A consciência enluvada, protegida com a alegação de necessidades imperiosas e maciças para o bem da humanidade, há-de sentir cãibras dolorosas, num encolhe e distende alarve e descontrolado.

A memória há-de uivar-lhes num latido sinistro, as centenas de milhares de mortos que hão-de mirá-los com a lentidão do seu amplo olhar acusador.

É assim o olhar dos mortos, lento, pasmado, sussurrante, envolto na névoa do ressentimento pelo fim da vida, um fim gratuito, indecente, feito de ossos a voarem e de crateras a abrirem-se nos tecidos vivos que compõem os corpos com a alma a chocalhar lá dentro.

Os que se encontraram nas Lajes há 5 anos declaram hoje, enfáticos, não estar arrependidos.

A memória do descalabro criminoso desta guerra com a sua galeria de milhões de famintos, desalojados e deslocados feriu-lhes há muito o élan da cenografia açoriana que as câmaras cúmplices difundiram, soltando imagens da aliança entre chacais, mandatários de poderes pesados.

Nelas pontificaram Bush, os olhos pequenos e néscios a emprestarem crueldade ao sorriso apatetado, Tony Blair a envergar a eterna cara estanhada e alma blindada à prova de decência e de compaixão, Aznar e o seu bigode, vestindo a pose corajosa de forcado em fuga e finalmente o mordomo, íntimo, aberto, a espinha vergada sob o peso da bandidagem circundante, mais papista que qualquer papa de segunda ou de terceira, tanto faz, jurando ter visto, quem sabe cheirado, talvez apalpado ou até provado, as armas de destruição maciça, que Saddam, a quem o mesmo mordomo cerimonial e correcto havia vendido toda a espécie de armas, detinha, escondia, possuía.

A memória há-de picar-lhes os dias que hão-de vir, e há-de estar constantemente à espera deles, abatendo-se depois torrencial como uma tempestade maldosa e traiçoeira, a inquinar-lhes todas as horas.

A memória há-de ladrar-lhes aos ouvidos, fazendo eco das bombas que caíram e caiem desamparadas estropiando vidas, retirando do abrigo e quietude das casas famílias inteiras em debandada, promovendo a morte de crianças, esfaceladas e horrendas, que medo metem as crianças mortas no Iraque.

A memória, a nossa memória, há-de ranger-lhes os dentes.
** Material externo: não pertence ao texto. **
PR #1119, opened 2021-04-16
return 401 if NoPermissionToAdd is raised in defaultPOST

nilbacardit26:
Currently, I am getting 500 when NoPermissionToAdd is raised in the defaultPOST method when create_content_in_container is called. This happens when I am configuring a contentype with a custom add_permission. Raise HTTPUnauthorized instead

### DIFF
--- a/guillotina/api/content.py
+++ b/guillotina/api/content.py
@@ -24,7 +24,6 @@ from guillotina.events import ObjectPermissionsViewEvent
 from guillotina.events import ObjectRemovedEvent
 from guillotina.events import ObjectVisitedEvent
 from guillotina.exceptions import ComponentLookupError
-from guillotina.exceptions import NoPermissionToAdd
 from guillotina.exceptions import PreconditionFailed
 from guillotina.i18n import default_message_factory as _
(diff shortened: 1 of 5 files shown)


guillotina/api/content.py
```diff
@@ -206,6 +207,8 @@ async def __call__(self):
             obj = await create_content_in_container(
                 self.context, type_, new_id, check_constraints=True, **options
             )
+        except NoPermissionToAdd as e:
+            raise HTTPUnauthorized(content={"text": e.__repr__()})
```
masipcat, line 211: I think its better to add this here: https://github.com/plone/guillotina/blob/caa0ba163ebc1bc913f8f47aa4171b90fead81a6/guillotina/exc_resp.py, like this handler:

https://github.com/plone/guillotina/blob/caa0ba163ebc1bc913f8f47aa4171b90fead81a6/guillotina/exc_resp.py#L83-L88

nilbacardit26: okay! guillotina is too big to bear sometimes X)

masipcat (approved):

bloodbare (approved):

PR #1120, opened 2021-04-16
[5.x] No longer have dedicated read connection and do not use any prepared statements

vangheem:
The purpose of this PR is to get rid of our dedicated read connection and use of prepared statements:

- use of dedicated read conn for subset of queries can in some cases cause some lock contention between transactions
- use of prepared statements prevents people from using pgbouncer in `transaction` mode. asyncpg already automatically creates prepared statements for all sql. By removing the use of prepared statements, you can now set the statement cache size to 0 for asyncpg and have guillotina work with pgbouncer.

I also fixed memcache test issues.

### DIFF
--- a/guillotina/db/storages/pg.py
+++ b/guillotina/db/storages/pg.py
@@ -487,9 +487,6 @@ class PGConnectionManager:
     class to manage pool of connections
     """
 
-    _next_tid_sql = "SELECT nextval('{schema}.tid_sequence');"
-    _max_tid_sql = "SELECT last_value FROM {schema}.tid_sequence;"
-
     def __init__(
         self,
         dsn=None,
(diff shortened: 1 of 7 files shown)


guillotina/db/storages/pg.py
```diff
@@ -1101,11 +1069,13 @@ async def get_conflicts(self, txn):
...
                 with watch("get_conflicts_oids"):
-                    return await self.read_conn.fetch(sql, txn._tid, modified_oids)
+                    async with self.pool.acquire() as conn:
+                        return await conn.fetch(sql, txn._tid, modified_oids)
             else:
                 sql = self._sql.get("TXN_CONFLICTS", self._objects_table_name)
                 with watch("get_conflicts"):
-                    return await self.read_conn.fetch(sql, txn._tid)
+                    async with self.pool.acquire() as conn:
+                        return await conn.fetch(sql, txn._tid)
```
masipcat, line 1078: maybe it makes sense to use `conn = await txn.get_connection()` ? I guess at this point the connection is already assigned to `txn._db_conn`

vangheem: We can't. Part of the point of the read conn for these actions is it was outside the current transaction block. This operation is checking in the context outside the transaction block.

masipcat: ok, right

PR #1121, opened 2021-04-16
[master] No longer have dedicated read connection and do not use any prepared statements

vangheem:
The purpose of this PR is to get rid of our dedicated read connection and use of prepared statements:

- use of dedicated read conn for subset of queries can in some cases cause some lock contention between transactions
- use of prepared statements prevents people from using pgbouncer in `transaction` mode. asyncpg already automatically creates prepared statements for all sql. By removing the use of prepared statements, you can now set the statement cache size to 0 for asyncpg and have guillotina work with pgbouncer.

### DIFF
--- a/CHANGELOG.rst
+++ b/CHANGELOG.rst
@@ -4,7 +4,8 @@ CHANGELOG
 6.2.7 (unreleased)
 ------------------
 
-- Nothing changed yet.
+- No longer have dedicated read connection and do not use any prepared statements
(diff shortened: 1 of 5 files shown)


bloodbare (approved):
Nice

vangheem:
hmmm, some 3.8 tests failing. Something unrelated is wrong in tests it seems to me.

masipcat (approved):

PR #1122, opened 2021-04-19
Use connection pool when possible

vangheem:


guillotina/db/storages/pg.py
```diff
@@ -1005,16 +1028,16 @@ async def get_current_tid(self, txn):
                 return await conn.fetchval(self._max_tid_sql.format(schema=self._db_schema))
 
     async def get_one_row(self, txn, sql, *args, prepare=False, metric="get_one_row"):
-        conn = await txn.get_connection()
         # Helper function to provide easy adaptation to cockroach
         with watch(metric):
-            return await conn.fetchrow(sql, *args)
+            async with self.acquire(txn) as conn:
+                return await conn.fetchrow(sql, *args)
```
masipcat, line 1034: Looking at other methods, I see that first we acquire the connection and then we measure the query. In that case it's the other way around. I'm not sure but I think we want to acquire the connection first

vangheem: You're right! I'll fix.

masipcat (approved):

PR #1123, opened 2021-04-19
Fixing search on context on Elasticsearch

bloodbare:


masipcat (commented):
I think this is a breaking change. Maybe we should increase the minor version? So we can enforce guillotina_elasticsearch 6.1 requires guillotina 6.3

bloodbare:
> I think this is a breaking change. Maybe we should increase the minor version? So we can enforce guillotina_elasticsearch 6.1 requires guillotina 6.3

Which case would be a breaking change ? its a feature to search on a path and return all container results ?

masipcat:
> > I think this is a breaking change. Maybe we should increase the minor version? So we can enforce guillotina_elasticsearch 6.1 requires guillotina 6.3
> 
> Which case would be a breaking change ? its a feature to search on a path and return all container results ?

This change it's incompatible with the current guillotina_elasticserach that expects a container instead of a `context` (that could be a container or a folder)

masipcat (approved):

PR #46, opened 2022-01-27
ci: fix NPM auth problem

shumkov:


PastaPastaPasta (approved):
utACK, seems fine. Probably better to use the native action rather then running a command.

PR #50, opened 2022-01-31
build: optimize develop builds

PastaPastaPasta:
This enables full optimization on develop builds (by default), note that debug information is still included, and stuff like debug_assert is still enabled. Everything should work as you'd expect in develop mode

On a clean build, this results in build going from 55 seconds -> 65 seconds, running tests only went from 14.5 seconds -> 4.5 seconds with this change, an incremental build and test (representative of normal development and test setup) 17.277 seconds -> 8.96 seconds. 

I'm pretty confident, a 10 second degredation once is worth 10 seconds every single time we run tests

I did also test other opt-level's, however, opt-level 3 seemed to be the most optimal.


QuantumExplorer (approved):

iammadab (approved):

shumkov:
But probably for CI tests it's not very good.

shumkov:
Please also check nodejs and release workflows

shumkov:
Yeah, it seems it's different profiles. Maybe just set profile in cargo config for our CI jobs? Or you still need to pass the flag in other workflows

QuantumExplorer:
@PastaPastaPasta @shumkov @iammadab @fominok Can this be merged?

QuantumExplorer:
As I got no response I'm going to close this for now.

Contra ela, nada podem as toneladas de sintaxe dos seus discursos, as declarações de não arrependimento, a arrogância mole das Condoleezzas, dos Rumsfeld, dos Powell e outros, tantos, que se sentaram à mesa do bacanal da morte.

A memória, a nossa, há-se um dia acabar-lhes com a festança das vidas fáceis e colocá-los definitivamente do lado de lá da História que até agora tem encolhido os ombros, permitindo a barbárie.